Oleh
Justin Wong
—
Cara Menghitung H-index Anda Menggunakan Scopus
Jejak penelitian Anda penting. Begini cara melacaknya dengan Scopus!
H-index adalah metrik populer yang digunakan untuk mengevaluasi dampak akademis seorang peneliti dengan menggabungkan produktivitas dan frekuensi sitasi. Scopus memudahkan Anda menemukan dan memantau angka ini melalui proses langkah-demi-langkah yang andal.
Dalam panduan ini, kami akan menguraikan apa yang diukur oleh H-index, cara menghitungnya menggunakan Scopus, dan faktor-faktor apa saja yang dapat memengaruhi keakuratannya, sehingga Anda dapat dengan percaya diri melacak dan mengelola jejak penelitian Anda.
Apa itu H-index?
H-index mengukur kuantitas sekaligus dampak dari karya publikasi peneliti.
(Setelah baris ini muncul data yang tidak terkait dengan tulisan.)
PR #4283, opened 2018-04-09
[do not merge] Test upgrading build to 2.13.0-M3

smarter:


liufengyun:
@smarter The library subset is intentionally picked to be compilable for early versions of Dotty. After 2.13.0, we could create dummy traits to make it compile to minimize the difference in performance.

liufengyun:
I just did a hot fix to test a different set of files for `scala-library`, so other benchmarks will finish without problem, if they compile without problem with this PR.

smarter:
Benchmark results look neutral, this gives us a baseline to compare against 2.13.0-M4 with the new collections once it's released. Until then, closing this PR.

Issue #1157, opened 2022-11-15
groups: Switching windows while entering text into invite input field empties field


jtobin:
**Describe the bug, optionally with screenshots**
When inviting a ship to join a group, if one cmd+tabs away to another window and back, any entered text is erased.

**Expected behavior**
Any text already entered should be preserved.

**Additional context:**
- Brave on macOS.

PR #1806, opened 2023-01-26
keep input text on blur in ship selector

patosullivan:
for #1157 

Had a lot of trouble getting onInputChange to do what we wanted here before I realized that we could pass inputValue as a prop to the CreatableSelect component itself (and thus have onInputChange fire at appropriate times). Passing this prop doesn't seem to change any other functionality, but please test and let me know if you find something.


tomholford (approved):
Nice work. Tested locally, LGTM

Issue #1812, opened 2023-01-27
groups: channel list sorting is broken


patosullivan:
Users cannot change the sortmode on channel lists.

PR #1813, opened 2023-01-27
groups: fix sidebar sort persistence issues

patosullivan:
For #1812 

Both channel list sorting and group sorting settings were not persisting, it looks like we just weren't passing the mode into the sort function.

I also discovered that we were wiping the groupSideBarSort key each time we saved individual group channel sort options, so you could only have one group's sidebar sort settings saved at a time. This also fixes that.


arthyn (approved):
lgtm

Issue #1366, opened 2022-12-09
groups: no loading indicator for inviting a user


zalberico:
**Describe the bug, optionally with screenshots**
- Invite a user to a group
- Observe the UI tell you nothing about success or failure

arthyn:
I don't think this is a bug as much as an enhancement. We currently don't track these unless the group is private/secret.

zalberico:
I'd take an "invite sent"

PR #1816, opened 2023-01-27
groups: add loading spinner for group invite dialog and pending screen

patosullivan:
for #1366 

adds subscription tracking and relevant UI changes for `addMembers`, `invite` and `revoke` (which is both "cancel" and "reject" in secret/private groups)  in both the "Members" and "Pinned" views.

demo:

https://user-images.githubusercontent.com/1221094/215186214-bd68a788-c404-457e-af6b-9b99ac68ff79.mov

### DIFF
--- a/ui/src/state/groups/groups.ts
+++ b/ui/src/state/groups/groups.ts
@@ -315,8 +315,24 @@ export const useGroupState = create<GroupState>(
               await useSubscriptionState
                 .getState()
                 .track('groups/groups/ui', (event) => {
-                  const { diff } = event;
-                  if ('cordon' in diff) {
+                  const { update, diff } = event;
+                  if (update && update.diff) {
+                    if ('cordon' in update.diff) {
+                      const { shut } = update.diff.cordon;
+                      if ('add-ships' in shut) {
+                        const { kind, ships: addedShips } = shut['add-ships'];
+                        return (
+                          kind === 'pending' &&
+                          addedShips.every((ship: string) =>
+                            ships.includes(ship)
+                          )
+                        );
+                      }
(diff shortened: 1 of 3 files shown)


ui/src/state/groups/groups.ts
```diff
@@ -318,18 +357,60 @@ export const useGroupState = create<GroupState>(
...
+                      return (
+                        returnedKind === 'pending' &&
+                        addedShips.every((ship: string) => ships.includes(ship))
+                      );
+                    }
+                    return false;
+                  }
+                  return false;
+                });
+
```
arthyn, line 409: Is this duplicated or am I going crazy lol

ui/src/state/groups/groups.ts
```diff
@@ -298,18 +298,57 @@ export const useGroupState = create<GroupState>(
...
+                      const { kind, ships: addedShips } = shut['add-ships'];
+                      return (
+                        kind === 'pending' &&
+                        addedShips.every((ship: string) => ships.includes(ship))
+                      );
+                    }
+                    return false;
+                  }
+                  return false;
+                });
```
arthyn, line 347: same here

arthyn (approved):
now that we have this pattern going we should abstract it into something I think. one question, but maybe it's because we get different types on the same subscription?

patosullivan:
Yeah, we get different types on the same subscription. One with just diff, the other with update.diff right afterward. Without checking for both it'll fail on the second one. Not sure why, very annoying.

patosullivan:
Totally agree, we need to extract the tracking stuff.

Ini didefinisikan sebagai jumlah makalah (H) yang telah disitasi setidaknya sebanyak H kali.
Sebagai contoh, H-index sebesar 10 berarti peneliti tersebut memiliki 10 makalah, yang masing-masing telah disitasi sebanyak 10 kali atau lebih.
Berbeda dengan total sitasi, yang hanya mencerminkan volume, atau faktor dampak jurnal (journal impact factor), yang berfokus pada jangkauan jurnal, H-index berpusat pada pengaruh akademis yang konsisten di berbagai publikasi.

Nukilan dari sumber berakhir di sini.